The A-rate benchmark: how we grade crypto LLMs
Our 45-question crypto benchmark is graded on an A–F scale by two reviewers plus a rubric matcher. Here's exactly how, and why it's harder to game than multiple-choice.
Most public LLM benchmarks are multiple-choice quizzes. MMLU, HellaSwag, ARC — they're useful for comparing raw capability, but they don't tell you whether a model can write a coherent paragraph explaining MEV to a non-expert.

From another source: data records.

PR #468, opened 2016-07-26
fixed current overlay list

4p00rv:


arnabk:
@4p00rv Something is broken in this fork. When I tried to add overlay instrument, it does not work. Moving that refresh call above might have other side effects.
Also https://github.com/binary-com/webtrader/pull/465 has some problem. You cannot check for isInstrument because isInstrument will also be true for the main series. You have to discard series[0] from that calculation since it series[0] will always be the main series

PR #470, opened 2016-07-28
fix overlay count

4p00rv:


src/charts/overlay/overlayManagement.js
```diff
@@ -104,9 +104,9 @@ define(['websockets/binary_websockets', 'common/rivetsExtra' , 'lodash'], functi
                   charts.overlay(containerIDWithHash, symbol, displaySymbol, delay_amount)
                         .then(function() {
                           var overlay = { symbol: symbol, displaySymbol: displaySymbol, delay_amount: delay_amount};
-                          dialog.trigger('chart-overlay-add', overlay);
                           //Waiting for overlays to be applied.
                           setTimeout(function(){
```
arnabk: @4p00rv In future, you can use _.defer() instead of setTimeout()

4p00rv:
@arnabk Noted your comment, and the made the change. Thanks!

PR #473, opened 2016-07-29
use binary style table

4p00rv:


arnabk:
@4p00rv are these values copied from binary style? Is there a way to use directly from binary style and not hard code it here since binary style might change later?

4p00rv:
@arnabk Yes, these values are taken from binary-style. The binary.css is not able to override the existing dataTable-css, so, I had to hardcode it.

arnabk:
@4p00rv We have to come up with some idea where in datatable styles are loaded first and then binary style. In that way, binary style will be able to override.

4p00rv:
@arnabk what you propose is very unlikely to work because the specificity of data-table styles is higher than that of binary style. One solution that I can think of is that we remove data-tables style. I'am not sure how it would affect other tables though.

4p00rv:
@arnabk please review now, I have removed most of the changes made to main.css, kept it minimalistic.

PR #498, opened 2016-08-17
Fix typo

4p00rv:


arnabk:
I believe this will require changes in translation file. Do not modify translation file now. It creates conflicts. I will see what I can do.

4p00rv:
Ok👍

4p00rv:
@arnabk I have made the changes. Let me know if this is not what you are looking for.

PR #501, opened 2016-08-18
Fix for trade issue

aminroosta:


.tern-project
```diff
@@ -0,0 +1,16 @@
+{
```
arnabk: @aminroosta Whats this file for?

arnabk:
Approved

.tern-project
aminroosta: [ternjs](http://ternjs.net/) enables autocomplete and code analyzes for javascript files.
Many editors have plugins that work with it, this file is the project configuration for ternjs.

arnabk: @aminroosta This is bit personalized. I use webstorm and it works perfectly fine. It has superior auto complete feature and unfortunately, it is not free. please remove this. We dont need it. For code analysis, we should use eslint. We are already ES6, we should go the ESLINT rout

aminroosta: @arnabk Done :-)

Ours does.
The setup
- 45 questions across 8 categories: DeFi mechanics, MEV/PBS/FCFS, tokenomics, L2 design, Solana-specific, smart-money / wallet clustering, regime detection, security.
- Each question has a rubric: a list of facts that must appear, common misconceptions that must not, and required caveats (e.g. "must mention that slashing is a real risk in LRTs").
- Grading scale: A (complete + correct), B (correct with minor gaps), C (partially correct), D (mostly wrong), F (wrong).
- Two human graders + one rubric matcher. Disagreement among the three triggers a third human reviewer.
Why A–F, not 0–1
Numbers-only grading forces reviewers to collapse nuance. A response that gets the mechanism right but misses the risk disclaimer is a B in our system — a 0.87 in a numeric system, which looks fine and is actually a meaningful miss. A–F captures the kind of failure.
How we prevent gaming
- The eval set is small (45 questions) but the rubrics are strict. A model fine-tuned on our exact questions would need to also match our rubric style without being explicitly trained on it, which is hard without us noticing.
- Reviewers rotate. No reviewer sees the same question twice in a row.
- We publish the eval set — anyone can reproduce it.
Current scores
| Model | A-rate | A+B | | --- | --- | --- | | Sovereign v2 v6-SFT (14B) | 87% | 98% | | GPT-4o (closed) | 68% | 91% | | Claude 3.5 Haiku | 64% | 88% | | Llama 3 70B | 59% | 82% | | Qwen3-14B (no fine-tune) | 47% | 69% |
Where we fail
Our model graded C on smart-money / wallet clustering. Our training data underrepresents this category; we're fixing it with a curriculum-weighted v7.
Why publish this
Because if we don't, no one can argue with our numbers — and if no one can argue, the numbers are worthless. Run the benchmark yourself. Argue with the rubrics. File PRs to add questions.